11. It is clear, however, that under Section 238 of the Code, the accused could be convicted of the minor offence. That section provides that when a person is charged with an offence and facts are proved which reduce it to a minor offence he may be convicted of the minor offence although he is not charged with it. In the present case the trial was perfectly valid, and the trial Court had power under the section to convict the accused of the minor offence. This section has nothing to do with the form of the trial nor with the convicting authority. It provides that an accused person may be lawfully convicted of a minor offence although he is not charged with it. Ordinarily a charge ought to be framed under the provisions of the Code; but in the case of a minor offence a, conviction can be recorded without the charge being framed. It seems to me to follow, if the provisions of this section are to be given effect to, that the Court which is competent to try the accused for the higher offence is competent to convict him of the minor offence. If in the case of the minor offence the form of the trial is different from that for the higher offence, as is the case here, and if the tribunal as constituted For the trial of the higher offence is unable to deal with the minor offence on that ground, it seems to me that the operation of Section 238 would be unduly curtailed. No doubt where ,a charge for the minor offence is framed there can be no difficulty. The proper form of the trial can be adopted; and Section 269, Sub-section (3) provides for dealing with the trial of offences, some of which are triable by a jury and some with the aid of assessors. But where no charge is framed, if there is to be a retrial, if the minor charge happens to be triable by a jury, it seems to me that the provisions of Section 238 would be nugatory in such cases. The necessary implication of Section 238 appears to be that there need be no separate trial with reference to the minor offence. According to the section oven the charge is not required to be framed.
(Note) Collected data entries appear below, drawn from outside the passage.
PR #78, opened 2021-02-22
serial console: replace asserts with dbg!

andreeaflorescu:
Don't assert on invalid input size when implementing the Bus for the
Serial console. We are dealing with untrusted input, so instead of
asserting, just log an error (in debug mode) when that happens.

12. The only authority that could exercise the power. under the section could be the authority trying the higher offence. There is no express provision in the Code providing for a case of this type. In the absence of any provision indicating the intention of the Legislature to the contrary, I am of opinion that the Sessions Judge was competent to convict the accused under Section 326, Indian Penal Code, even though the offence was triable by a jury.
13. At the same time where the form of the trial depends upon the charge in respect of the minor offence being framed I think care should be taken to frame the charge, whore the facts indicate a reasonable possibility of the minor offence being made out, so that from the beginning the trial may proceed according to the provisions of the Code, and the parties concerned may have an opportunity, to object to the trial with the aid of assessors if so advised. In the present case the observations of the learned trial judge show that the minor offence was not anticipated and that no charge in respect of it could have been framed
14. As regards the merits I am satisfied that the Sessions Judge is right in his conclusion. I agree that the conviction and sentence should be confirmed and the appeal dismissed.